:: DESCRIPTION OF THE TASK ::
From the entries below, list each line with "LGTM".

---------- DATA FOR PROCESSING ----------

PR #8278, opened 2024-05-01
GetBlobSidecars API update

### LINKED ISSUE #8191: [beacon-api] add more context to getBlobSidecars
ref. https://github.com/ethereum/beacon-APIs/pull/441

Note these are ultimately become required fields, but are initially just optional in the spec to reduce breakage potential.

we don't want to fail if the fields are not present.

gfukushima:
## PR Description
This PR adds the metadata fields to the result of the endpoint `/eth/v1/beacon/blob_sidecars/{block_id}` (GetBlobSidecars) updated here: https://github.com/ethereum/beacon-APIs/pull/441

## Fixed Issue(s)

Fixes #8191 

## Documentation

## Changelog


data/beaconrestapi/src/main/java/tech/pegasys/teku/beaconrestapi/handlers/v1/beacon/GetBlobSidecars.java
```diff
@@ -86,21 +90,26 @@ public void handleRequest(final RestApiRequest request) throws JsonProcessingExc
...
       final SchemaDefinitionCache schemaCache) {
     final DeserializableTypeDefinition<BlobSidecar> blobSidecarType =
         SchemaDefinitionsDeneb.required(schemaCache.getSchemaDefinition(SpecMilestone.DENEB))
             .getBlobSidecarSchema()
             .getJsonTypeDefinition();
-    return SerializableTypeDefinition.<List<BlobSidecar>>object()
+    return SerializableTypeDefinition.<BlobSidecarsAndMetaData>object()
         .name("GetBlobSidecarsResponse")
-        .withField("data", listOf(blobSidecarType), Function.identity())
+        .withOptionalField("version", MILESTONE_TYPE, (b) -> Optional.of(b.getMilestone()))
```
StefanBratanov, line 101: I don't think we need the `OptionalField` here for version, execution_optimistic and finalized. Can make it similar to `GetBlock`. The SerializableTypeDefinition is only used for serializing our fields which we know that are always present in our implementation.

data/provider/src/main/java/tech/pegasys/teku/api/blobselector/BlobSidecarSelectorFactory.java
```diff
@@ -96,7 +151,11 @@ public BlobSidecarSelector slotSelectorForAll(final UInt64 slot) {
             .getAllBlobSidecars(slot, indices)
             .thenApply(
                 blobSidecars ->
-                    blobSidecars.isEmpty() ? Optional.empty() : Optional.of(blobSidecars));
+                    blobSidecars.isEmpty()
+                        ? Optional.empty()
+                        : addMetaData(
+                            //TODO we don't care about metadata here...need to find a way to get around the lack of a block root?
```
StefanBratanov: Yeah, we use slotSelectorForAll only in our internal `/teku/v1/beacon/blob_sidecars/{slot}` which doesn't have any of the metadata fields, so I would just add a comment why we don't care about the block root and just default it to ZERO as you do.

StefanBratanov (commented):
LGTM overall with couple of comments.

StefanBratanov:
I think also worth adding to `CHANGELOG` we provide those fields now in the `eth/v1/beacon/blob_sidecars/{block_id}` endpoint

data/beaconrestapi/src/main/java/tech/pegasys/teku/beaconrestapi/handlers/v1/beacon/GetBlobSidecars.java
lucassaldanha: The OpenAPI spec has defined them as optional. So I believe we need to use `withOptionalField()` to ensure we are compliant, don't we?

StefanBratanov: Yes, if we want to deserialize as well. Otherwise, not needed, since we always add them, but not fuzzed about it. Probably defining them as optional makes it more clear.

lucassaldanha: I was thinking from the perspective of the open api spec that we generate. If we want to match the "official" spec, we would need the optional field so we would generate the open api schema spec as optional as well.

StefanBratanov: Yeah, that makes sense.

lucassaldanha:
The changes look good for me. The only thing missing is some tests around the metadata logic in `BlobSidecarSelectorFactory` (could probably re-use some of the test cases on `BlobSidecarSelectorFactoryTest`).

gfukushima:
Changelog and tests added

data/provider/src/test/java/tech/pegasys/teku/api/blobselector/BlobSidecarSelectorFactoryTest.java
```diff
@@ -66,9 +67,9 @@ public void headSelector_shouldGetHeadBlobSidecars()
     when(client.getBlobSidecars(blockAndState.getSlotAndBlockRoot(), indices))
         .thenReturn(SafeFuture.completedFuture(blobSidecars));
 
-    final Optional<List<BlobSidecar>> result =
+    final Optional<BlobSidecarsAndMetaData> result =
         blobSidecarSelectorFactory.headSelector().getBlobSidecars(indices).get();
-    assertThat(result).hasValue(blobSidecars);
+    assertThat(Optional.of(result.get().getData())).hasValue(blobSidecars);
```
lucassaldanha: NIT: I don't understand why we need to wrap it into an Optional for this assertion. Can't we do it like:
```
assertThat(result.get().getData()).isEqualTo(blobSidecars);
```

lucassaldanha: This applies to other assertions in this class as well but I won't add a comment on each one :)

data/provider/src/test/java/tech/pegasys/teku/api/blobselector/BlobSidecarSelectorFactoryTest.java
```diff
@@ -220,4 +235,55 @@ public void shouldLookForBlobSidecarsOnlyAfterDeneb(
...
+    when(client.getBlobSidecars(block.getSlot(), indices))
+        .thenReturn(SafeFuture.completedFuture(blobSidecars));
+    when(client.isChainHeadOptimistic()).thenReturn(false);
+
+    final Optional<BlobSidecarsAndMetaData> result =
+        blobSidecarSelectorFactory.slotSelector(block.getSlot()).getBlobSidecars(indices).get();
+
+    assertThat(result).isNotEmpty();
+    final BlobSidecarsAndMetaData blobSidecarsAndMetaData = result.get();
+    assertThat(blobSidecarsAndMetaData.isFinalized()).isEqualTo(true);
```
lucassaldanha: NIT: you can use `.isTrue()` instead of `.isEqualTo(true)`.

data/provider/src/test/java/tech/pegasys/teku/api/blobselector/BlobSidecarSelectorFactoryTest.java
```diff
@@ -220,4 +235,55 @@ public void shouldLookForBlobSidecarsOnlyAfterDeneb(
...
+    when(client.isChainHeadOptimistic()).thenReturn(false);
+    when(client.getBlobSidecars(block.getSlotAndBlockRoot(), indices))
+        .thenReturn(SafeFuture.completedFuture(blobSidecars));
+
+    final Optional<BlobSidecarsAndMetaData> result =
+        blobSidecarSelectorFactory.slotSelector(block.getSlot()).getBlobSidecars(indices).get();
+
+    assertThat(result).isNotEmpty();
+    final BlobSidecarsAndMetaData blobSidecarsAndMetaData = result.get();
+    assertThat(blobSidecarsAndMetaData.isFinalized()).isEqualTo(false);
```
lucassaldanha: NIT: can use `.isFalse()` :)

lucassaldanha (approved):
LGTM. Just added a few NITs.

----------

:: RESPONSE FOR THIS EXERCISE ::
LGTM overall with couple of comments.
LGTM. Just added a few NITs.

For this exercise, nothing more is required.